There have been many different roads, down the sexual highway. There are things I have tried , almost reluctantly, that I now enjoy regularly. From anal exploration, to immersing myself in my own creampies and eating every delicious drop, to Bi experiences. Having a partner, who was never as uptight as I was, helped me to open up and enjoy, rather than balk at the idea. What have you ventured into?
My present wife got me into the joys of anal play that eventually lead to anal sex having fingered me during blowjobs, used a vibrator in me during blowjobs which led her to start pegging me while jerking me off. It was fabulous, I had no idea how joyous anal play was until she enticed me down that path of mind-blowing orgasms. She didn't stop there. Being I have a long term "suck-bud" whom she's interacted with as well she convinced me to experience a real cock fucking me in the ass. I'd been mutually sucking cock with other married guys for almost two decades as well as being other married guys secret cocksucker and enjoying every moment and what it provided for me. But once I felt that first cock entering into my ass as she helped guide it into me, I was unknowing of the sensations it was going to provide. I was instantly hooked on receiving anal sex and wished I had experienced decades earlier. I could have never done it without her guidance along the entire way that led up to my first experience and have only received anal sex with her present since. She opened up not just my world of pleasure but also my ass...lol. I never thought I would have experienced it and enjoy it as much as I do. My first wife of 25 years was also into anal sex, I pounded her tight sexy ass a couple thousand times during our marriage. I've evolved into the very same anal slut she was and am not ashamed of it one damn bit. My present wife will not receive anal, and I respect that, but I have mentioned to my wife "If only my ex-wife could see what I'm enjoying now". I know I've sucked the cocks of more men than her and my present wife combined as it does provide me the most pleasure having acquired the oral skills I've acquired over the past couple of decades and blowjobs can be provided just about anywhere but getting fucked in the ass is something I've kept to one man and only within the presence of my current wife or his wife on those times he fucks her and I in the ass during a three some or four some.
Im not ashamed to admit it either.
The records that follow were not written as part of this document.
PR #1758, opened 2026-09-16
fix: Treat non-running gNPSI transports as ineffective

### LINKED ISSUE #1745: gNPSI facts report non-running transports as effective
### Description

The gNPSI facts use configured enablement without considering whether the transport is running or has configuration errors. EOS can report both the service and transport as enabled while the effective transport is unusable.

This affects `GnpsiTransportFact`, `GnpsiAuthenticationExposureFact`, and `GnpsiMutualTlsSpiffeMitigationFact` in `anta/_advisory/facts/management.py`.

### Reproduction

On EOS 4.34.2.2F, 4.34.8M, and 4.35.0.2F, apply:

```eos
sflow run
management api gnpsi
   transport grpc default
      source sflow
      port 9339
      ssl profile ARISTA_DEFAULT_SELF_SIGNED_PROFILE
      authentication username priority metadata
      no disabled
```

`show management api gnpsi | json` returns:

```json
{
  "enabled": true,
  "transports": {
    "default": {
      "enabled": true,
      "running": false,
      "port": 0,
      "securityType": "unknown",
      "sslProfile": "",
      "authnUsernamePriority": [],
      "configErrors": {
        "noSslProfileFound": true
      }
    }
  }
}
```

A custom mTLS profile that is not usable by gNPSI produces the same effective state with:

```json
"configErrors": {"invalidSslProfile": true}
```

### Current behavior

- `GnpsiTransportFact` reports enabled from only the top-level `enabled` flag.
- The authentication and SPIFFE mitigation facts inspect the configured nested transport, encounter `securityType: "unknown"`, and return unavailable/malformed.

### Expected behavior

Effective gNPSI state should account for at least the transport `running` flag and `configErrors`. A configured but non-running transport with configuration errors should not be reported as an enabled exposure. Authentication and mitigation parsing should ignore or short-circuit ineffective transports instead of treating their intentionally unavailable runtime authentication fields as malformed JSON.

### Impact

At the fact level this is a **false positive**: `GnpsiTransportFact` says the transport is enabled/effective even though EOS says it is not running and has configuration errors.

For the observed output, SA158 does not currently produce a false Affected result because the authentication and mitigation facts become unavailable when `securityType` is `unknown`. Instead, an affected EOS release can produce Error where the non-running transport should make the result Not Affected. This is less severe than a false negative, but it creates an unnecessary operational alert and prevents a definitive assessment.

There is also a latent false-positive risk if EOS retains recognizable authentication fields while a transport is non-running: the current facts do not use `running` or `configErrors` as a gate and could then report an exposure that cannot accept requests.

Suggested priority: moderate. The demonstrated outcome is a false error, with a plausible false-Affected path for other valid EOS response combinations.

carl-baillargeon:
## Description

gNPSI facts previously treated configured enablement as effective runtime state. EOS can report the service and transport as enabled while `running` is false and `configErrors` is set (`noSslProfileFound` or `invalidSslProfile`), including `securityType: "unknown"`.

That made `GnpsiTransportFact` look enabled and the authentication/SPIFFE facts treat the unused transport as malformed JSON. SA158 then errored on an affected EOS release instead of returning Not Affected.

Effective transports now require configured enablement without `running: false` or a truthy configuration error. Authentication and mitigation facts inspect only that set. A missing `running` field stays a candidate to avoid false negatives; a candidate without a valid `configErrors` mapping is malformed.

Fixes #1745

## Checklist

## Summary by CodeRabbit

* **Bug Fixes**
  * Security advisory evaluations now consider whether gNPSI transports are actively running and free of configuration errors, rather than relying only on enabled status.
  * Configured but non-running or errored transports are correctly treated as ineffective, preventing inaccurate exposure or mitigation findings.
  * Active, valid transports remain decisive even when another configured transport is unavailable.
  * Invalid runtime and configuration data is now rejected as malformed.


anta/_advisory/facts/management.py
```diff
@@ -852,13 +896,13 @@ def parse(cls, commands: tuple[AntaCommand, ...]) -> Fact[FeatureValue]:  # noqa
             return cls.unavailable(FactProblemKind.MALFORMED, source)
         if not config.enabled:
             return cls.available(FeatureValue(feature, FeatureState.DISABLED), source)
-        if any(not isinstance(transport.enabled, bool) for transport in config.transports):
-            return cls.unavailable(FactProblemKind.MALFORMED, source)
-        enabled_transports = tuple(transport for transport in config.transports if transport.enabled is True)
-        if not enabled_transports:
+        effective_transports = _effective_gnpsi_transports(config.transports)
```
ClausHolbechArista, line 899: clearly we are misusing the fact here. The fact should be a fact and the assessment decide if we are affected.

carl-baillargeon: I don't follow. Can you elaborate?

If there is no transport running the fact should be disabled so not affected right? Right now a non-running transport can be malformed.

PR #1765, opened 2026-09-17
fix: Assess SA158 credential logging from metadata authentication

### LINKED ISSUE #1746: GnpsiEosRpcAuthTraceFact cannot observe enabled trace state
### Description

`GnpsiEosRpcAuthTraceFact` cannot observe an explicitly enabled EosRpcAuth trace using its current command, `show trace Gnpsi | grep Auth`.

### Reproduction

On EOS 4.34.2.2F through 4.36.2F, configure gNPSI and enable the trace facility:

```eos
sflow run
management api gnpsi
   transport grpc default
      source sflow
      port 9339
      ssl profile ARISTA_DEFAULT_SELF_SIGNED_PROFILE
      no disabled
exit
exit
trace Gnpsi setting EosRpcAuth/4
trace Gnpsi enable EosRpcAuth all
```

The configuration commands succeed. However:

```eos
show trace Gnpsi | grep Auth
```

returns an empty successful response:

```json
{"output": ""}
```

This was consistent on 4.34.2.2F, 4.34.8M, 4.35.0.2F, 4.35.1F, 4.35.2F, 4.35.3F, 4.35.6M, 4.36.0.1F, 4.36.1F, and 4.36.2F.

### Current behavior

The fact interprets empty output as `FeatureState.DISABLED`, producing a false negative for explicitly enabled tracing.

### Expected behavior

Use an EOS command or output pattern that reliably exposes the configured EosRpcAuth trace state. If EOS does not provide a reliable query, the fact should return unavailable rather than claiming the trace is disabled.

### Impact

This is a **false negative** and is the highest-impact issue in this group.

SA158 checks the trace fact before the transport and EOS-version facts. Because empty output is normalized as disabled, an affected device with explicitly enabled EosRpcAuth tracing is reported Not Affected for CVE-2026-73457. The user receives no error or indication that the trace state was unobservable.

Until a reliable command is identified, returning unavailable/error for empty output is safer than returning disabled because it prevents vulnerable trace configuration from being silently classified as safe.

Suggested priority: high because this can hide an affected configuration.

carl-baillargeon:
## Description

SA158 treated empty `show trace Gnpsi | grep Auth` as EosRpcAuth disabled. That command can succeed with no output until the Gnpsi agent has handled gNPSI work, even when tracing is enabled. A subscription that later drops can still leave the facility visible, so empty output is not a reliable disabled signal and a currently active subscription is not required for output to appear. Timed exec can also enable EosRpcAuth later without a durable, reliably queryable trace state.

CVE-2026-73457 now uses metadata authentication as the logging prerequisite. On an affected release, enabled gNPSI with metadata authentication is Affected. Exclusive mTLS with only x509-spiffe is Not Affected, not Mitigated: the password-disclosure path is absent. Per the advisory assessment decision, absence of a necessary vulnerable feature is Not Affected even when the advisory text calls that configuration a mitigation. EosRpcAuth trace state is no longer collected.

CVE-2026-73456 is unchanged: TLS with metadata or mTLS with x509-common-name.

Fixes #1746

## Checklist


gmuloc:
discussion tracking:

`show trace Gnpsi | grep Auth `

empty output => cannot conclude
output present => potentially can conclude affected

anta/tests/advisories/sa_158.py
```diff
@@ -152,13 +138,16 @@ class SA158(OptionalCommandsMixin, _AntaAdvisoryTest):
...
+    * Success: EOS is outside scope, gNPSI is disabled, or the issue-specific authentication prerequisite is absent.
+    * Failure: An affected EOS release has an enabled gNPSI transport and the issue-specific authentication prerequisite.
+    * Error: Required EOS, gNPSI transport, or authentication state cannot be determined.
 
-    CVE-2026-73456 evaluates TLS or mTLS authentication combinations. CVE-2026-73457 evaluates explicit EosRpcAuth tracing and the
-    source-defined mutual-TLS/x509-spiffe mitigation across every enabled transport.
+    CVE-2026-73456 evaluates TLS metadata and mTLS common-name authentication. CVE-2026-73457 evaluates metadata
+    authentication on an affected release. Exclusive mTLS with only x509-spiffe is not affected: the password-disclosure
+    path is absent, which the assessment decision treats as not affected rather than mitigated. EosRpcAuth trace state
+    is not used: ``show trace Gnpsi`` can be empty until the agent has handled gNPSI work, and it can still report the
```
gmuloc: presence or absence of trace is not a good enough indicator of vulnerability as it is possible to activate the trace using timed exec ... at any time

carl-baillargeon: Updated. Please check.

Issue #135, opened 2016-08-26
`cabal install tidal` failure


chickencoder:
When I run `cabal install tidal` I get the following error... 

```
Resolving dependencies...
Configuring mersenne-random-pure64-0.2.1.0...
Building mersenne-random-pure64-0.2.1.0...
Failed to install mersenne-random-pure64-0.2.1.0
Build log ( /home/jesse/.cabal/logs/mersenne-random-pure64-0.2.1.0.log ):
Configuring mersenne-random-pure64-0.2.1.0...
Building mersenne-random-pure64-0.2.1.0...
Preprocessing library mersenne-random-pure64-0.2.1.0...
[1 of 4] Compiling System.Random.Mersenne.Pure64.Base ( dist/build/System/Random/Mersenne/Pure64/Base.hs, dist/build/System/Random/Mersenne/Pure64/Base.o )
[2 of 4] Compiling System.Random.Mersenne.Pure64.Internal ( System/Random/Mersenne/Pure64/Internal.hs, dist/build/System/Random/Mersenne/Pure64/Internal.o )
[3 of 4] Compiling System.Random.Mersenne.Pure64.MTBlock ( System/Random/Mersenne/Pure64/MTBlock.hs, dist/build/System/Random/Mersenne/Pure64/MTBlock.o )
[4 of 4] Compiling System.Random.Mersenne.Pure64 ( System/Random/Mersenne/Pure64.hs, dist/build/System/Random/Mersenne/Pure64.o )

System/Random/Mersenne/Pure64.hs:64:50:
    Not in scope: ‘diffTimeToPicoseconds’
cabal: Error: some packages failed to install:
mersenne-random-pure64-0.2.1.0 failed during the building phase. The exception
was:
ExitFailure 1
tidal-0.8 depends on mersenne-random-pure64-0.2.1.0 which failed to install.
```

My system is Ubuntu 15.10, thanks

chickencoder:
Solved by installing the previous version of mersenne-random-pure64 (0.2.0.5)

lennart:
relates to #147

lennart:
closing, feel free to reopen

PR #136, opened 2016-08-27
[fix] force compatible mersenne-random version

lennart:
make sure new users with ghc below 7.8 can still install tidal, as mersenne random pure package (0.2.1.0) will break.

this might need to be accompained by a version bump to 0.8.1 and published to hackage


lennart:
relates to #135 and #132

PR #139, opened 2016-08-31
Fix websocket connection Eq instance (caused infinite loop)

vivid-synth:
The WS.Connection Eq instance didn't do anything -- whenever it was called it'd infinitely loop: neither ```==``` nor ```/=``` were defined.

As an example of what a standalone ```instance Eq``` does:

```
data A = A

instance Eq A

main = print $ A == A
```

```main``` loops forever, never returning.

I created a new type because we can't make one on ```WS.Connection``` itself.


vivid-synth:
Fixed second conflict here.

PR #141, opened 2016-08-31
Remove incoherent and overlapping instance pragmas?

vivid-synth:
(This one I'm not positive about:)

I wrote a patch to move the ```OVERLAPPING``` / ```INCOHERENT``` pragmas to the instance sites, but are they needed at all? I'm able to use Tidal fine without them. ```INCOHERENT``` is a pretty nasty one in corner cases so it'd be great to remove if we can.


yaxu:
Thanks a lot for the PRs! Would it be possible to resubmit them to the `0.9-dev` branch please?

vivid-synth:
@yaxu done!

yaxu:
Thanks a lot!

PR #142, opened 2016-09-02
[add] .travis.yml continuous integration config

lennart:
mergable when travis build passes...


lennart:
also fixes compatibility with 7.6 and older cabal versions

PR #145, opened 2016-09-13
Add intermediate parsing AST

vivid-synth:
Instead of parsing straight from ```String``` to ```Pattern``` (and, since ```Pattern```s are functions, we're never able to inspect/manipulate the parsed ```Pattern```s directly), we parse to an AST which we then immediately convert to a ```Pattern```. Everything should behave identically, but we'll have more flexibility.


lennart:
this might be really helpful to implement rotation `(~>)` within the dsl as @bgold-cosmos proposed!

One question regarding namespacing, do we really need the `TPat_` prefix for all the constructors? Can one not solve namespace issues on import with `import qualified ... as ...`?

yaxu:
This looks like it could simplify things nicely! I'd be a little bit nervous about putting too many new features into the parser but let's see..

PR #148, opened 2016-10-07
Some small cleanup

vivid-synth:
Small fix


vivid-synth:
Whoops, 2 different commits in here. The goal here though is clean code for both - maybe I don't need to split them?

lennart:
@vivid-synth these corrections are great and as far as I can see good to merge, however github tells us otherwise, can you update your branch to latest 0.9-dev?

It was a wonderful woman who let me down the anal highway. It's not for my wife, but she never had a problem with allowing me the pleasure of anal/prostate fun. I always looked at things with an open mind and Then, made my decision to like it or not. Hey, Im a slut and I would do or try anything at least once. If I get to have fantastic orgasmic experiences along the way, its a Win/Win. While the Bi interactions have subsidded for now, my wife has been making up for it with toys.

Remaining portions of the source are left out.